■ Information shown:
-*-

PR #1910, opened 2024-12-02
Add feature flag for enable_release_channels

sfc-gh-melnacouzi:
### Pre-review checklist

### Changes description
- Add feature flag (in config.toml) for enable_release_channels
- Feature flag has to be explicitly enabled or disabled for it to take effect. Otherwise, we will rely on the default in the backend.
- For the feature flag to be respected, release channels need to be enabled in the account. That's why we check the parameter first before attempting to update the flag on the application package.


src/snowflake/cli/_plugins/nativeapp/codegen/compiler.py
```diff
@@ -155,5 +155,5 @@ def _should_invoke_processors(self):
 
     def _is_enabled(self, processor: ProcessorMapping) -> bool:
         if processor.name.lower() == NA_SETUP_PROCESSOR:
-            return FeatureFlag.ENABLE_NATIVE_APP_PYTHON_SETUP.is_enabled()
+            return FeatureFlag.ENABLE_NATIVE_APP_PYTHON_SETUP.get_flag_value() is True
```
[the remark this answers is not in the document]
sfc-gh-melnacouzi: How do you suggest doing this?
- is_enabled: True if set to true, False if set to False, None otherwise?
- is_disabled: True if set to false, False if set to True, None otherwise?

OR:
- is_enabled: True if set to true, False otherwise (including None).
- is_disabled: False if set to false, False otherwise (including None).
Optional: - is_set: True if explicitly set.

WDYT?

sfc-gh-astus (dismissed):

src/snowflake/cli/_plugins/connection/util.py
```diff
@@ -76,26 +72,22 @@ def get_ui_parameter(
...
 
-    query = dedent(
-        f"""
-        select value['value']::string as PARAM_VALUE, value['name']::string as PARAM_NAME from table(flatten(
-            input => parse_json(SYSTEM$BOOTSTRAP_DATA_REQUEST()),
-            path => 'clientParamsInfo'
-        )) where value['name'] in ('{"', '".join(parameters_to_fetch)}');
-        """
-    )
+    query = "call system$bootstrap_data_request('CLIENT_PARAMS_INFO')"
```
sfc-gh-bdufour, line 82: I'm afraid the knowledge will get lost quickly here, please add a comment regarding how this logic avoids requiring a warehouse.

src/snowflake/cli/api/config.py
```diff
@@ -286,8 +286,12 @@ def get_config_value(*path, key: str, default: Optional[Any] = Empty) -> Any:
         raise
 
 
-def get_config_bool_value(*path, key: str, default: Optional[Any] = Empty) -> bool:
-    value = get_config_value(*path, key=key, default=default)
+def get_config_bool_value(*path, key: str, default: Any = Empty) -> bool | None:
```
sfc-gh-bdufour, line 289: that signature doesn't make sense to me, looks like we can return `Optional[Any]` with the current logic. That wasn't the case before because we tried to cast any value to a bool.

Do we really need `Any` anyway? `Optional[bool]` is probably a lot more intuitive.

src/snowflake/cli/_plugins/connection/util.py
sfc-gh-melnacouzi: added comment.

src/snowflake/cli/api/config.py
```diff
@@ -286,8 +286,12 @@ def get_config_value(*path, key: str, default: Optional[Any] = Empty) -> Any:
         raise
 
 
-def get_config_bool_value(*path, key: str, default: Optional[Any] = Empty) -> bool:
-    value = get_config_value(*path, key=key, default=default)
+def get_config_bool_value(*path, key: str, default: Optional[bool]) -> Optional[bool]:
+    value = get_config_value(*path, key=key, default=None)
+
+    if value is None:
+        return default
```
sfc-gh-astus, line 293: What is the difference between default get_config_value and `if`?

sfc-gh-astus (approved):

src/snowflake/cli/api/config.py
sfc-gh-melnacouzi: With if statement, I skip the boolean parsing after

PR #1911, opened 2024-12-02
Changed snapshot assert to field check

sfc-gh-astus:
### Pre-review checklist

### Changes description
Changed snapshot assert to field check.


tests_integration/nativeapp/test_version.py
```diff
@@ -377,6 +377,8 @@ def test_nativeapp_version_create_package_no_magic_comment(
             row.pop("created_on", None)
             # Remove metric_level field
             row.pop("metric_level", None)
+            # Remove auditlog_level field
+            row.pop("auditlog_level", "OFF")
```
sfc-gh-mraba, line 381: How about creating a minimal set of required fields for this snapshot to work and discard all others.
Another option is to create a tuple of fields to discard.

With first case we won't be notice if any new field is added - only removed ones will trigger test to fail
With second we will need to update each time a new field is added.

Finally, do we really need to test for payload in audit log? Do we control the content?
Maybe we could only check if response exists and/or response status?

sfc-gh-astus: Changed

sfc-gh-mraba (approved):

tests_integration/nativeapp/test_version.py
```diff
@@ -372,12 +372,18 @@ def test_nativeapp_version_create_package_no_magic_comment(
...
         # app package contains version v1 with 2 patches
         actual = runner.invoke_with_connection_json(split(list_command))
-        for row in actual.json:
-            # Remove date field
-            row.pop("created_on", None)
-            # Remove metric_level field
-            row.pop("metric_level", None)
-        assert actual.json == snapshot
+        assert len(actual.json) == 2
+        _assert_list_of_dicts_contains_key_with_value(actual.json, "patch", 0)
```
sfc-gh-bdufour, line 376: This is significantly weakening the assertion. Since the JSON output is part of the contract, I'd prefer checking that the actual dict is a superset of the expected one instead. Do you want to make the change or would you prefer that we do it?

sfc-gh-astus: I didn't know which fields should I include, treat this as a proposition. Would be great if you could do this 🙏 .

sfc-gh-bdufour: ok feel free to close this, I'll submit a PR soon.

sfc-gh-bdufour:
Replaced with https://github.com/snowflakedb/snowflake-cli/pull/1918

PR #1928, opened 2024-12-06
Downgrade snowpark lib until a fix is identified

sfc-gh-bdufour:
### Pre-review checklist

### Changes description

Snowpark 1.26.0 breaks native app's snowpark integration. It looks like a new piece of logic was introduced that incorrectly assumes that Snowpark has a valid session, which is not the case when we execute Snowpark in the CLI sandbox. NADE will need to work with the Snowpark team on the fix or workaround, until then we shouldn't use the buggy library.

### DIFF
--- a/pyproject.toml
+++ b/pyproject.toml
@@ -35,7 +35,7 @@ dependencies = [
   "setuptools==75.6.0",
   'snowflake.core==1.0.2; python_version < "3.12"',
   "snowflake-connector-python[secure-local-storage]==3.12.3",
-  'snowflake-snowpark-python>=1.15.0;python_version < "3.12"',
+  'snowflake-snowpark-python>=1.15.0,<1.26.0;python_version < "3.12"',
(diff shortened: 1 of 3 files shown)


pyproject.toml
```diff
@@ -35,7 +35,7 @@ dependencies = [
   "setuptools==75.6.0",
   'snowflake.core==1.0.2; python_version < "3.12"',
   "snowflake-connector-python[secure-local-storage]==3.12.3",
-  'snowflake-snowpark-python>=1.15.0;python_version < "3.12"',
+  'snowflake-snowpark-python>=1.15.0,<1.26.0;python_version < "3.12"',
```
sfc-gh-bdufour, line 38: not entirely sure why the context.py alone wasn't sufficient, but I had to do this too for E2E to pass.

sfc-gh-astus (approved):

PR #1856, opened 2024-11-13
POC: Add child entities to application package

sfc-gh-gbloom:
### Pre-review checklist
   * [x] I've confirmed that instructions included in README.md are still correct after my changes in the codebase.
   * [x] I've added or updated automated unit tests to verify correctness of my new code.
   * I've added or updated integration tests to verify correctness of my new code.
   * [x] I've confirmed that my changes are working by executing CLI's commands manually on MacOS.
   * I've confirmed that my changes are working by executing CLI's commands manually on Windows.
   * [x] I've confirmed that my changes are up-to-date with the target branch.
   *  I've described my changes in the release notes.
   * [x] I've described my changes in the section below.

### Changes description

This PR adds the foundation to enable composability in native application packages. Eventually, users will be able to specify existing Streamlit/Snowpark/SPCS entities as children of `ApplicationPackageEntity` to have them bundled in the app package.

For demonstration purposes, a basic functionality was added to `StreamlitEntity`, showing the two required methods entities will need to implement: `bundle()` and `get_deploy_sql()`.

1. Adding a feature flag `enable_native_app_children`
2. Adding `children` field to `ApplicationPackageEntityModel`:
    a. `target` is a reference to the entity to be included as a child, validating that only the supported children types are specified.
    b. `identifier.schema` can be specified to create the child in a specific schema.
    c. `application_role` can be specified to auto-grant `USAGE` on the child object.
3. A new `_entities` directory will be created under the deploy root to hold the artifacts of each child entity.
  a. The directory name can be configured with the new `entities_dir` field.
  b. A sub-directory will be created for each child (as the entity name), and then `ChildEntity.bundle(dir)` will be called for the child to bundle itself there.
4. Each child is called with `ChildEntity.get_deploy_sql()`, which returns the SQL without executing it. This SQL is appended to the setup script alongside `GRANT USAGE` statements.

### Manual test

Starting with the following `snowflake.yml` configuration:
```yml
definition_version: 2
entities:
  pkg:
    type: application package
    identifier: my_pkg
    artifacts:
      - src: app/*
        dest: ./
      - src: add.py
    children_artifacts_dir: _entities
    children:
      - target: my_streamlit
        identifier:
          schema: my_v_schema
        grant_usage:
          application_roles: ["my_app_role"]

  app:
    type: application
    identifier: my_app
    debug: true
    from:
      target: pkg

  my_streamlit:
    type: streamlit
    main_file: streamlit_app.py
    artifacts:
      - streamlit_app.py
```

[...]

PR #1934, opened 2024-12-09
Add streamlit entities

sfc-gh-jsikorski:
### Pre-review checklist

### Changes description
Added streamlit entity outline for introducing composability in PRDF v2


src/snowflake/cli/_plugins/streamlit/streamlit_entity.py
```diff
@@ -1,12 +1,97 @@
...
 from snowflake.cli._plugins.streamlit.streamlit_entity_model import (
     StreamlitEntityModel,
 )
-from snowflake.cli.api.entities.common import EntityBase
+from snowflake.cli._plugins.workspace.context import ActionContext
+from snowflake.cli.api.entities.common import EntityBase, get_sql_executor
+from snowflake.connector.cursor import SnowflakeCursor
 
 
 class StreamlitEntity(EntityBase[StreamlitEntityModel]):
```
sfc-gh-pczajka, line 13: This class is currently used only in tests - commands still use Manager

src/snowflake/cli/_plugins/streamlit/streamlit_entity.py
```diff
@@ -1,12 +1,97 @@
...
+
+    def action_get_url(
+        self, action_ctx: ActionContext, *args, **kwargs
+    ):  # maybe this should be a property
+        name = self._entity_model.fqn.using_connection(self._conn)
+        return make_snowsight_url(
+            self._conn, f"/#/streamlit-apps/{name.url_identifier}"
+        )
+
+    def action_get_deploy_sql(self, action_ctx: ActionContext, *args, **kwargs):
```
sfc-gh-pczajka, line 80: Could you add a comment why this is left empty?

src/snowflake/cli/_plugins/streamlit/streamlit_entity.py
```diff
@@ -1,12 +1,97 @@
...
+    def action_get_drop_sql(self, action_ctx: ActionContext, *args, **kwargs):
+        return f"DROP STREAMLIT {self._entity_model.fqn}"
+
+    def action_get_execute_sql(self, action_ctx: ActionContext, *args, **kwargs):
+        return f"EXECUTE STREAMLIT {self._entity_model.fqn}()"
+
+    def get_share_sql(
+        self, action_ctx: ActionContext, to_role: str, *args, **kwargs
+    ) -> str:
+        return f"GRANT USAGE ON STREAMLIT {{self._entity_model.fqn}} to role {to_role}"
```
sfc-gh-pczajka, line 97:
```suggestion
        return f"GRANT USAGE ON STREAMLIT {{self._entity_model.fqn}} TO ROLE {to_role}"
```
to be consistent :)

tests/streamlit/__snapshots__/test_commands.ambr
```diff
@@ -11,38 +11,6 @@
   
   '''
 # ---
-# name: test_deploy_put_files_on_stage[example_streamlit-merge_definition1]
```
sfc-gh-pczajka, line 14: Was this removed by your change?

src/snowflake/cli/_plugins/streamlit/streamlit_entity.py
sfc-gh-gbloom, line 13: I added a temporary mock implementation of `StreamlitEntity` for composability with Native Apps in #1856.
The fake logic will be replaced by your PR, but please take a look at the proposed `ApplicationPackageChildInterface` contract.

tests/test_data/projects/example_streamlit_v2/utils/utils.py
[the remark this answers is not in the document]
sfc-gh-jsikorski: Nope, it's listed in `snowflake.yml`

src/snowflake/cli/_plugins/streamlit/streamlit_entity.py
```diff
@@ -1,12 +1,97 @@
...
+        output_folder.mkdir(parents=True, exist_ok=True)
+
+        output_files = []
+
+        # This is far from , but will be replaced by bundlemap mappings.
+        for file in artifacts:
+            output_file = output_folder / file.name
+
+            if file.is_file():
+                shutil.copy(file, output_file)
```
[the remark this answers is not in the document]
sfc-gh-jsikorski: Done

src/snowflake/cli/_plugins/streamlit/streamlit_entity.py
sfc-gh-jsikorski: Fixed

tests/streamlit/__snapshots__/test_commands.ambr
sfc-gh-jsikorski: It was a leftover snapshot- not used by any test

src/snowflake/cli/_plugins/streamlit/streamlit_entity.py
sfc-gh-jsikorski: Renamed some methods to allign it with your interface.
Bundle and deploy actions are left intact, as they will have to be heavily remodeled, after introducing project-wide bundle map and other changes to output files management

src/snowflake/cli/_plugins/nativeapp/entities/application_package.py
```diff
@@ -833,6 +833,7 @@ def _bundle_children(self, action_ctx: ActionContext) -> List[str]:
                 child_entity.get_deploy_sql(
                     artifacts_dir=child_artifacts_dir.relative_to(self.deploy_root),
                     schema=child_schema,
+                    replace=True,
```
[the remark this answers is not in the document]
sfc-gh-jsikorski: For snowpark entities- for shure. We want user to be able to ensure, if the deploy operation is allowed to overwrite any data.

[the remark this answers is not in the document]
sfc-gh-gbloom: We should probably pass the `replace` value as it exists on the base entity, and then allow to override it for a specific child when used in an app. How will users control `replace` in a standalone Streamlit entity?

It doesn't have to block this PR though. Just please add a TODO comment here to address this issue, since it will now be `True` for all app children without being able to control it.

sfc-gh-gbloom (approved):

src/snowflake/cli/_plugins/nativeapp/entities/application_package.py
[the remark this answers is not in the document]
sfc-gh-jsikorski: You got me a bit lost here. I would assume, that users will control `replace` just like they do now- by passing `replace` flag to command/action.
Assuming by the expected query in your test, it was done implicitly, without user control, as `CREATE OR REPLACE` was a default value.

src/snowflake/cli/_plugins/streamlit/streamlit_entity.py
```diff
@@ -28,43 +25,141 @@ def __init__(self, *args, **kwargs):
...
-            [
-                PathMapping(src=str(artifact))
-                for artifact in self._entity_model.artifacts
-            ],
+    def action_deploy(self, action_ctx: ActionContext, *args, **kwargs):
+        # After adding bundle map- we should use it's mapping here
+
+        query = self.get_deploy_sql()
+        result = self._sql_executor.execute_query(query)
+        return result
```
sfc-gh-pczajka, line 55:
```suggestion
        return self._sql_executor.execute_query(self.get_deploy_sql())
```
To be consistent with the rest of the functions :)

sfc-gh-pczajka, line 55:
```suggestion
    def action_deploy(self, action_ctx: ActionContext, *args, **kwargs):
        # After adding bundle map- we should use it's mapping here
        return self._sql_executor.execute_query(self.get_deploy_sql())
```

To be consistent with the rest of the functions :)

src/snowflake/cli/_plugins/streamlit/streamlit_entity.py
```diff
@@ -28,43 +25,141 @@ def __init__(self, *args, **kwargs):
...
 
-    def bundle(self, bundle_root=None):
-        return build_bundle(
-            self.project_root,
-            bundle_root or self.deploy_root,
-            [
-                PathMapping(src=str(artifact))
-                for artifact in self._entity_model.artifacts
-            ],
+    def action_deploy(self, action_ctx: ActionContext, *args, **kwargs):
```
sfc-gh-pczajka, line 50: Should deploy action also copy the artifacts to the stage (after resolving `--replace` conflicts)?

tests/streamlit/test_streamlit_entity.py
```diff
@@ -1,53 +1,183 @@
...
+                )
+
+                workspace_context = WorkspaceContext(
+                    console=mock.MagicMock(),
+                    project_root=pdir,
+                    get_default_role=lambda: "test_role",
+                    get_default_warehouse=lambda: "test_warehouse",
+                )
+
+                return (
```
sfc-gh-pczajka, line 43:
```suggestion
                yield (
```

src/snowflake/cli/_plugins/streamlit/streamlit_entity.py
sfc-gh-jsikorski: Done

src/snowflake/cli/_plugins/nativeapp/entities/application_package.py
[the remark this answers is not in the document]
sfc-gh-gbloom: A `--replace` flag works when we're deploying a single entity. But here we will have multiple child entities deployed as part of the native app, and the user might want to `replace` only some of them.
For now we can keep `replace=True` to be the implied behavior, but eventually we need to enable a way to override it.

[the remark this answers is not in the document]
sfc-gh-jsikorski: Oh right, so, we should think of- in your PoC, or while implementing `depends_on` of a way, in which user can specify which mode should be used for each dependency/child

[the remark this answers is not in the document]
sfc-gh-gbloom: Yep. We will figure out the exact syntax later on. I was thinking about something like this:
```yml
entities:
  pkg:
    type: application package
    children:
      - target: my_sproc
        replace: false
```

sfc-gh-pczajka (approved):

src/snowflake/cli/_plugins/nativeapp/entities/application_package.py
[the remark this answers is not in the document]
sfc-gh-gbloom:
```suggestion
                    # TODO Allow users to override the hard-coded value for specific children
                    replace=True,
```

tests/nativeapp/test_children.py
```diff
@@ -140,13 +139,13 @@ def test_children_bundle_with_custom_dir(project_directory):
...
-                )
+                f"""
+-- AUTO GENERATED CHILDREN SECTION
+CREATE OR REPLACE STREAMLIT IDENTIFIER('v_schema.my_streamlit')
+FROM = '{custom_dir_path}'
+MAIN_FILE = 'streamlit_app.py';
+CREATE APPLICATION ROLE IF NOT EXISTS my_app_role;
+GRANT USAGE ON SCHEMA v_schema TO APPLICATION ROLE my_app_role;
+GRANT USAGE ON STREAMLIT v_schema.my_streamlit TO APPLICATION ROLE my_app_role;
+"""
```
sfc-gh-gbloom, line 150: Why no `dedent`?

src/snowflake/cli/_plugins/streamlit/streamlit_entity.py
```diff
@@ -28,43 +25,140 @@ def __init__(self, *args, **kwargs):
...
-            return f"CREATE OR REPLACE STREAMLIT {entity_id} MAIN_FILE='{self._entity_model.main_file}';"
+            query = "CREATE "
+
+        schema_to_use = schema or self._entity_model.fqn.schema
+        query += f"STREAMLIT {self._entity_model.fqn.set_schema(schema_to_use).sql_identifier}"
+
+        if from_stage_name:
+            query += f"\nROOT_LOCATION = '{from_stage_name}'"
+        elif artifacts_dir:
+            query += f"\nFROM = '{artifacts_dir}'"
```
sfc-gh-gbloom, line 128: I think having the `=` here is invalid syntax ([docs](https://docs.snowflake.com/en/developer-guide/native-apps/adding-streamlit#create-the-streamlit-object-in-the-setup-script))
```suggestion
            query += f"\nFROM '{artifacts_dir}'"
```

tests/nativeapp/test_children.py
sfc-gh-jsikorski: I left it out while fixing this test, but it seems it was not the problem. Fixed.

sfc-gh-gbloom (approved):

sfc-gh-pczajka (approved):

Issue #3793, opened 2017-02-01
Create RPM distribution for each release


danielbachhuber:
For those that use RPMs to install software, it would be helpful to create an official WP-CLI build for each release.

Previously #1155, #2229

szepeviktor:
Is there a linter for RPM-s?

danielbachhuber:
Not sure I follow. Could you explain further?

szepeviktor:
A package may be functional without any kind of inspection. I test my Debian packages with lintian and act accordingly.

szepeviktor:
So my question is: What kind of linter does Redhat use?

schlessera:
The Fedora project (community branch of Red Hat Enterprise Linux) uses a tool called `rpmlint`:
https://fedoraproject.org/wiki/Packaging:Guidelines#Use_rpmlint

szepeviktor:
Thank you.

That is what I was afraid of. It has [34 messages](https://fedoraproject.org/wiki/Common_Rpmlint_issues).
Debian lintian has 1 zillion messages.

danielbachhuber:
From an email thread:

> We make use of a Open Build Service, though we host our own instance in-house. Its pretty easy to use.
> 
> http://openbuildservice.org/
> 
> I was able to get an RPM built from your source in about 10 mins on an existing OBS project we have. 
>
> The OBS group hosts a reference instance that can be used to build Open Source projects:
> 
> https://build.opensuse.org/
> 
> You could give that a try if it will work with your build infrastructure.

@szepeviktor Do you have any experience creating RPMs?

szepeviktor:
Nope. I am Debian user.
See my above comment. I am not willing to get closer to a loose system. I like very restrictive systems.

SosyalAlkolik:
Hi everyone, I built a wp-cli RPM for version 1.1.0. Please can you check it? RPM and spec files are attached in my repository.

[https://github.com/SosyalAlkolik/wp-cli](url)

SosyalAlkolik:
Hi everyone, I built a wp-cli RPM for version 1.1.0. Please can you check it? RPM and spec files are attached in my repository.

[https://github.com/SosyalAlkolik/wp-cli/blob/master/wp-cli-1.1.0-1.el7.centos.noarch.rpm](url)
[https://github.com/SosyalAlkolik/wp-cli/blob/master/wp-cli-1.1.0.spec](url)

szepeviktor:
Actually:
[...]

PR #3976, opened 2017-04-07
wp-cli spec file for v1.1.0

SosyalAlkolik:
I added the spec file.

See #3793


utils/wp-cli-1.1.0.spec
```diff
@@ -0,0 +1,45 @@
+%define Source1 /home/`whoami`/rpmbuild/SOURCES/wp.1.gz
```
danielbachhuber: Could we rename this file to `utils/wp-cli-rpm.spec`, so we don't need to rename it in each release?

utils/wp-cli-1.1.0.spec
```diff
@@ -0,0 +1,45 @@
...
+
+Name:		wp-cli
+Version:	1.1.0
+Release:	1%{?dist}
+
+Summary:	The command line interface for Wordpress
```
danielbachhuber: This should be:

> The command line interface for WordPress

SosyalAlkolik:
I changed the name of file.

danielbachhuber:
Thanks @SosyalAlkolik !

szepeviktor:
@SosyalAlkolik You may cherry-pick from https://github.com/wp-cli/wp-cli/pull/3800/files

danielbachhuber:
@szepeviktor Could you clarify?

szepeviktor:
I am not much of an RPM guy but the closed PR seems to have more details.

PR #3984, opened 2017-04-12
Remove files now tracked in wp-cli/entity-command

danielbachhuber:
These were missed in #3966


schlessera:
Fixes https://github.com/wp-cli/entity-command/issues/6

-*-

■ Task objective: Your reply should be a single number: the count of lines above that include the string "methods".

■ Reply: 2